The **Memtable** serves as the primary write buffer.

- **Data Structure**: Lock-free SkipList (`crossbeam-skiplist`).
- **Function**: Accepts all `set` and `delete` operations.
- **Concurrency**: Lock-free reads; supports high concurrency.
- **Flush Trigger**: When the size exceeds the threshold (default 4MB), it becomes immutable and is scheduled for flushing to disk.

### 2. Write-Ahead Log (WAL)

The **WAL** ensures data durability/persistence.

- **Mechanism**: Every write to the Memtable is simultaneously appended to the WAL file.
- **Sync**: Writes are `fsync`'d for durability guarantees.
- **Recovery**: On startup, the WAL is replayed to reconstruct the Memtable state, ensuring no data loss in case of a crash.
- **Rotation**: The WAL is truncated/cleared only after the Memtable has been successfully flushed to an SST file.

### 3. Sorted String Table (SST)

**SSTs** form the persistent storage layer on disk.

- **Immutability**: Once written, SST files are never modified.
- **Format**:
    - **Data Block**: Sorted key-value pairs.
    - **Sparse Index**: Facilitates efficient disk reads (binary search).
    - **Footer**: Metadata and magic numbers for integrity.
- **Levels**: Organized into levels (currently simplistic L0) to manage compaction.

## ACID Properties

ShorterDB provides specific ACID guarantees suitable for a key-value store:

-   **Atomicity**: Single-key operations (`set`, `delete`) are atomic.
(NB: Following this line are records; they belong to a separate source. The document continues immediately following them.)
PR #2405, opened 2019-07-10
Be consistent with rd_malloc/rd_free combos.

sarkanyi:
Sometimes rd_free is called on objects allocated with plain malloc. This is not consistent.

### DIFF
--- a/src-cpp/RdKafka.cpp
+++ b/src-cpp/RdKafka.cpp
@@ -50,3 +50,10 @@ int RdKafka::wait_destroyed (int timeout_ms) {
   return rd_kafka_wait_destroyed(timeout_ms);
 }
 
+void *RdKafka::mem_malloc (size_t size) {
+  return rd_kafka_mem_malloc(NULL, size);
+}
+
+void RdKafka::mem_free (void *ptr) {
+  rd_kafka_mem_free(NULL, ptr);
+}
--- a/src-cpp/rdkafkacpp.h
+++ b/src-cpp/rdkafkacpp.h
@@ -146,6 +146,34 @@ std::string get_debug_contexts();
 RD_EXPORT
 int          wait_destroyed(int timeout_ms);
 
+/**
+ * @brief Allocate memory using the same allocator librdkafka uses.
+ *
+ * This is typically an abstraction for the malloc(3) call and makes sure
+ * the application can use the same memory allocator as librdkafka for
+ * allocating pointers that are used by librdkafka.
+ *
+ * @remark Memory allocated by mem_malloc() must be freed using
+ *         mem_free().
+ */
+RD_EXPORT
+void *mem_malloc (size_t size);
+
+/**
+ * @brief Free pointer returned by librdkafka
+ *
+ * This is typically an abstraction for the free(3) call and makes sure
+ * the application can use the same memory allocator as librdkafka for
+ * freeing pointers returned by librdkafka.
+ *
+ * In standard setups it is usually not necessary to use this interface
+ * rather than the free(3) function.
+ *
+ * @remark mem_free() must only be used for pointers returned by APIs
+ *         that explicitly mention using this function for freeing.
+ */
+RD_EXPORT
+void mem_free (void *ptr);
 
 /**@}*/
 
@@ -1736,6 +1764,33 @@ class RD_EXPORT Handle {
      * @sa RdKafka::Conf::set() \c "oauthbearer_token_refresh_cb"
      */
     virtual ErrorCode oauthbearer_set_token_failure (const std::string &errstr) = 0;
+
+   /**
+     * @brief Allocate memory using the same allocator librdkafka uses.
+     *
+     * This is typically an abstraction for the malloc(3) call and makes sure
+     * the application can use the same memory allocator as librdkafka for
+     * allocating pointers that are used by librdkafka.
+     *
+     * @remark Memory allocated by mem_malloc() must be freed using
+     *         mem_free().
+     */
+    virtual void *mem_malloc (size_t size) = 0;
+
+   /**
+     * @brief Free pointer returned by librdkafka
+     *
+     * This is typically an abstraction for the free(3) call and makes sure
+     * the application can use the same memory allocator as librdkafka for
+     * freeing pointers returned by librdkafka.
+     *
+     * In standard setups it is usually not necessary to use this interface
+     * rather than the free(3) function.
+     *
+     * @remark mem_free() must only be used for pointers returned by APIs
+     *         that explicitly mention using this function for freeing.
+     */
+    virtual void mem_free (void *ptr) = 0;
 };
 
 
@@ -2003,7 +2058,7 @@ public:
       value_size_ = other.value_size_;
 
       if (value_ != NULL)
-        free(value_);
+        mem_free(value_);
 
       value_ = copy_value(other.value_, value_size_);
 
@@ -2012,7 +2067,7 @@ public:
 
     ~Header() {
       if (value_ != NULL)
-        free(value_);
+        mem_free(value_);
     }
 
     /** @returns the key/name associated with this Header */
@@ -2046,7 +2101,7 @@ public:
       if (!value)
         return NULL;
 
-      char *dest = (char *)malloc(value_size + 1);
+      char *dest = (char *)mem_malloc(value_size + 1);
       memcpy(dest, (const char *)value, value_size);
       dest[value_size] = '\0';
 
@@ -3488,5 +3543,6 @@ class Metadata {
 /**@}*/
 
 }
+
 
 #endif /* _RDKAFKACPP_H_ */
--- a/src-cpp/rdkafkacpp_int.h
+++ b/src-cpp/rdkafkacpp_int.h
@@ -992,6 +992,13 @@ class HandleImpl : virtual public Handle {
                                                 rk_, errstr.c_str()));
   };
 
+  void *mem_malloc (size_t size) {
+    return rd_kafka_mem_malloc(rk_, size);
+  };
+
+  void mem_free (void *ptr) {
+    rd_kafka_mem_free(rk_, ptr);
+  };
 
   rd_kafka_t *rk_;
   /* All Producer and Consumer callbacks must reside in HandleImpl and
--- a/src/lz4.c
+++ b/src/lz4.c
@@ -198,10 +198,13 @@ void  LZ4_free(void* p);
 # define ALLOC_AND_ZERO(s) LZ4_calloc(1,s)
 # define FREEMEM(p)        LZ4_free(p)
 #else
-# include <stdlib.h>   /* malloc, calloc, free */
-# define ALLOC(s)          malloc(s)
-# define ALLOC_AND_ZERO(s) calloc(1,s)
-# define FREEMEM(p)        free(p)
+struct rdkafka_s;
+extern void *rd_kafka_mem_malloc(struct rdkafka_s *rk, size_t s);
+extern void *rd_kafka_mem_calloc(struct rdkafka_s *rk, size_t n, size_t s);
+extern void rd_kafka_mem_free(struct rdkafka_s *rk, void *p);
+# define ALLOC(s)          rd_kafka_mem_malloc(NULL, s)
+# define ALLOC_AND_ZERO(s) rd_kafka_mem_calloc(NULL, 1, s)
+# define FREEMEM(p)        rd_kafka_mem_free(NULL, p)
 #endif
 
 #include <string.h>   /* memset, memcpy */
--- a/src/rd.h
+++ b/src/rd.h
@@ -154,7 +154,7 @@ static RD_INLINE RD_UNUSED char *rd_strndup(const char *s, size_t len) {
 	char *n = strndup(s, len);
 	rd_assert(n);
 #else
-	char *n = (char *)malloc(len + 1);
+	char *n = (char *)rd_malloc(len + 1);
 	rd_assert(n);
 	memcpy(n, s, len);
 	n[len] = '\0';
--- a/src/rdkafka.h
+++ b/src/rdkafka.h
@@ -3093,6 +3093,43 @@ rd_kafka_offsets_for_times (rd_kafka_t *rk,
                             int timeout_ms);
 
 
+
+/**
+ * @brief Allocate and zero memory using the same allocator librdkafka uses.
+ *
+ * This is typically an abstraction for the calloc(3) call and makes sure
+ * the application can use the same memory allocator as librdkafka for
+ * allocating pointers that are used by librdkafka.
+ *
+ * \p rk can be set to return memory allocated by a specific \c rk instance
+ * otherwise pass NULL for \p rk.
+ *
+ * @remark Memory allocated by rd_kafka_mem_calloc() must be freed using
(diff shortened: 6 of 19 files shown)


sarkanyi:
And I've found some more, updating soon.

sarkanyi:
Not sure why the unkpart test files, the commit has tehnically nothing to do with it.

sarkanyi:
I think the failure is related to the float-linger change, but have no time to investigate.

src-cpp/rdkafkacpp.h
```diff
@@ -81,13 +81,20 @@ typedef SSIZE_T ssize_t;
 
 /**@endcond*/
 
+#ifdef _MSC_VER    /* Visual Studio */
+#  pragma warning(disable : 4273)
```
edenhill, line 85: What's this for?

src-cpp/rdkafkacpp.h
```diff
@@ -81,13 +81,20 @@ typedef SSIZE_T ssize_t;
...
+
 extern "C" {
         /* Forward declarations */
         struct rd_kafka_s;
         struct rd_kafka_topic_s;
         struct rd_kafka_message_s;
         struct rd_kafka_conf_s;
         struct rd_kafka_topic_conf_s;
+
+        RD_EXPORT void *rd_kafka_mem_malloc(struct rd_kafka_s *rk, size_t size);
```
edenhill, line 96: I'd rather see a proper C++ wrapper API, we'll want to avoid conflating the two APIs unless necessary.

src/lz4hc.c
```diff
@@ -33,6 +33,7 @@
 */
 /* note : lz4hc is not an independent module, it requires lz4.h/lz4.c for proper compilation */
 
+#include "rd.h"   /* rd_malloc, rd_calloc, rd_free */
```
edenhill, line 36: Why is this needed?

src/rdkafka.h
```diff
@@ -3088,6 +3088,24 @@ rd_kafka_offsets_for_times (rd_kafka_t *rk,
                             int timeout_ms);
 
 
+/**
+ * @brief Allocate memory using the librdkafka internal allocator
```
edenhill, line 3092: "using the same allocator librdkafka uses." is more correct, it currently implies that there's an internal librdkafka allocator which there is not.

src/rdkafka.h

They either fully succeed or fail.
-   **Consistency**: The database maintains internal consistency. Deletes (tombstones) are correctly propagated, and ordering is maintained.
-   **Isolation**: Snapshot-like isolation for reads. Readers perceive the state at the start of their operation and are not blocked by writers.
-   **Durability**: Strong durability. Writes are acknowledged only after being persisted to the WAL.

## Flush and Compaction

-   **Flush**: Background thread handles the conversion of immutable Memtables to SST files to avoid blocking writes.
-   **Compaction**: Basic compaction (merging multiple SST files) prevents potential "read amplification" (reading too many files) and reclaims space taken by obsolete or deleted records.